Yes. But other architectures will need the same fix.

>
> I'm not entirely convinced we shouldn't clean stuff up with a slightly
> bigger patch, though. Instead of capping the 'pos', just testing it
> seems the kind of more obvious thing. This code had similar problems
> before. So an alternative patch (still whitespace-damaged) would be
> something like
>
> --- a/arch/x86/kernel/cpu/proc.c
> +++ b/arch/x86/kernel/cpu/proc.c
> @@ -153,8 +153,12 @@
>
> static void *c_start(struct seq_file *m, loff_t *pos)
> {
> - *pos = cpumask_next(*pos - 1, cpu_online_mask);
> - if ((*pos) < nr_cpu_ids)
> + loff_t prev = *pos;
> +
> + if (prev >= nr_cpu_ids)
> + return NULL;
> + *pos = cpumask_next(prev - 1, cpu_online_mask);
> + if (*pos < nr_cpu_ids)
> return &cpu_data(*pos);
> return NULL;
> }
>
> which is a few lines more of patch, but stops depending on that "pos
> has to end up exactly at nr_cpu_ids" thing.
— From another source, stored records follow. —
Issue #1101, opened 2023-09-20
Paparazzi is causing coroutine delays to stop working


saket:
This sounds bizarre but `Paparazzi` is affecting how coroutine delays are run. This test never finishes running after printing `"delaying…"`:

```kotlin
class PaparazziTest {
  @get:Rule val paparazzi = Paparazzi()

  @Test fun `delay issue`() = runBlocking {
    withContext(Dispatchers.Default) {
      println("Delaying on ${Thread.currentThread().name}…")
      delay(1.seconds)
      println("Delay done")
    }
  }
}
```

Commenting out the 2nd line where `Paparazzi` is instantiated fixes the problem. Any ideas what might be happening?

saket:
> Paparazzi internally controls time as well as calling Handler_Delegate.executeCallbacks() which gives the Handler a chance to process anything that's been queued

Sorry I forgot to mention one important detail in my original post: this issue with delays are also happening in unrelated tests that do not use paparazzi. Is it possible that paparazzi isn't cleaning up its hooks inside handlers?

saket:
@kevincianfarini has pointed out that `runBlocking` can also be used instead which supplies its own delay capable event loop.

saket:
I filed a feature request to unset `DefaultDelay` to potentially address this: https://youtrack.jetbrains.com/issue/KT-62098/Provide-a-way-to-unset-kotlinx.coroutines.DefaultDelay

PR #1164, opened 2023-11-30
Remove reliance on kotlinx.coroutines.main.delay

gamepro65:
Forcing delay on main was convenient however undesirable in that it effects all tests not just Paparazzi tests. By overriding the WindowRecomposerFactory that ComposeUi uses we can inject our own Recomposer and give it an appropriate CoroutineContext which includes delay on main.

Resolves:  https://github.com/cashapp/paparazzi/issues/1101

### DIFF
--- a/paparazzi/src/main/java/app/cash/paparazzi/Paparazzi.kt
+++ b/paparazzi/src/main/java/app/cash/paparazzi/Paparazzi.kt
@@ -32,7 +32,11 @@ import android.view.ViewGroup
 import androidx.activity.setViewTreeOnBackPressedDispatcherOwner
 import androidx.annotation.LayoutRes
 import androidx.compose.runtime.Composable
+import androidx.compose.ui.ExperimentalComposeUiApi
+import androidx.compose.ui.InternalComposeUiApi
 import androidx.compose.ui.platform.ComposeView
+import androidx.compose.ui.platform.WindowRecomposerPolicy
+import androidx.compose.ui.platform.createLifecycleAwareWindowRecomposer
 import androidx.lifecycle.Lifecycle
 import androidx.lifecycle.setViewTreeLifecycleOwner
 import androidx.savedstate.setViewTreeSavedStateRegistryOwner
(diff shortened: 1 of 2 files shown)


paparazzi/src/main/java/app/cash/paparazzi/Paparazzi.kt
```diff
@@ -289,6 +296,11 @@ class Paparazzi @JvmOverloads constructor(
           // CompositionContext, which requires first finding the "content view", then using that
           // to find a root view with a ViewTreeLifecycleOwner
           viewGroup.id = android.R.id.content
+
+          // ComposeUi uses it's own `AndroidUiDispatcher` by default. Unfortunately this dispatcher
+          // does not implement delay which causes any delay call to run async with the test. By
+          // initializing the Recomposer with Dispatchers.Main delay will be backed by our test Handler.
+          WindowRecomposerPolicy.setFactory { it.createLifecycleAwareWindowRecomposer(Dispatchers.Main) }
```
saket, line 303: Does it matter if we're using `Main` vs `Main.immediate`?

saket (approved):
This is fantastic!

paparazzi/src/main/java/app/cash/paparazzi/Paparazzi.kt
```diff
@@ -305,6 +303,18 @@ class Paparazzi @JvmOverloads constructor(
...
+        if (hasComposeRuntime) {
+          // During onAttachedToWindow, AbstractComposeView will attempt to resolve its parent's
+          // CompositionContext, which requires first finding the "content view", then using that
+          // to find a root view with a ViewTreeLifecycleOwner
+          viewGroup.id = android.R.id.content
+
+          // ComposeUi uses it's own `AndroidUiDispatcher` by default. Unfortunately this dispatcher
+          // does not implement delay which causes ComposeUi to use DefaultDelay which will be run
+          // async to the test. By initializing the Recomposer with Dispatchers.Main delay will be backed by our test Handler.
+          modifiedView.compositionContext = modifiedView.createLifecycleAwareWindowRecomposer(Dispatchers.Main)
```
gamepro65, line 315: `createLifecycleAwareWindowRecomposer` requires LifecycleOwner to be already installed so moving this hasComposeRuntime block below that setup.

paparazzi-gradle-plugin/src/test/projects/lifecycle-usages/build.gradle
```diff
@@ -20,6 +20,6 @@ android {
 }
 
 dependencies {
-  testImplementation 'androidx.activity:activity-compose:1.6.1'
+  testImplementation libs.androidx.appcompat
```
gamepro65, line 23: Brings in some compose but not all, `createLifecycleAwareWindowRecomposer` does not make it. These tests are not compose related, we have a separate compose lifecycle test, switching to appcompat since it covers these lifecycle tests.

jrodbx (approved):
nice work!  commented offline about comment cleanup, but otherwise, LFG!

More worrisome thing for me is subtle changes in other locations.
For example, arch/ia64/kernel/mca.c is comparing the result of cpumask_next()
in different ways; one with nr_cpu_ids and the other with NR_CPUS. Maybe simply
commit 5dd3c9949a3e ("cpumask: prepare for iterators to only go to
nr_cpu_ids/nr_cpumask_bits.: ia64") forgot to update ia64_mca_cpe_int_caller().
Until all callers are checked, I afraid suddenly changing cpumask_next() to
return from nr_cpu_ids to NR_CPUS might break something.

static irqreturn_t
ia64_mca_cmc_int_caller(int cmc_irq, void *arg)
{
static int start_count = -1;
unsigned int cpuid;

cpuid = smp_processor_id();

/* If first cpu, update count */
if (start_count == -1)
start_count = IA64_LOG_COUNT(SAL_INFO_TYPE_CMC);

ia64_mca_cmc_int_handler(cmc_irq, arg);

cpuid = cpumask_next(cpuid+1, cpu_online_mask);

if (cpuid < nr_cpu_ids) {
ia64_send_ipi(cpuid, IA64_CMCP_VECTOR, IA64_IPI_DM_INT, 0);
} else {
/* If no log record, switch out of polling mode */
(...snipped...)
}

static irqreturn_t
ia64_mca_cpe_int_caller(int cpe_irq, void *arg)
{
static int start_count = -1;
static int poll_time = MIN_CPE_POLL_INTERVAL;
unsigned int cpuid;

cpuid = smp_processor_id();

/* If first cpu, update count */
if (start_count == -1)
start_count = IA64_LOG_COUNT(SAL_INFO_TYPE_CPE);

ia64_mca_cpe_int_handler(cpe_irq, arg);

cpuid = cpumask_next(cpuid+1, cpu_online_mask);

if (cpuid < NR_CPUS) {
ia64_send_ipi(cpuid, IA64_CPEP_VECTOR, IA64_IPI_DM_INT, 0);
} else {
/*
* If a log was recorded, increase our polling frequency,
(...snipped...)
}

>
> Either patch should result in the same thing and hopefully fix your
> warning, so I guess it's just a matter of taste.
>
> Linus
>

Since currently 99% of syzbot crashes are this bug, I want to fix as soon as
possible. Thus, regarding this cycle, restoring old behavior seems the safer.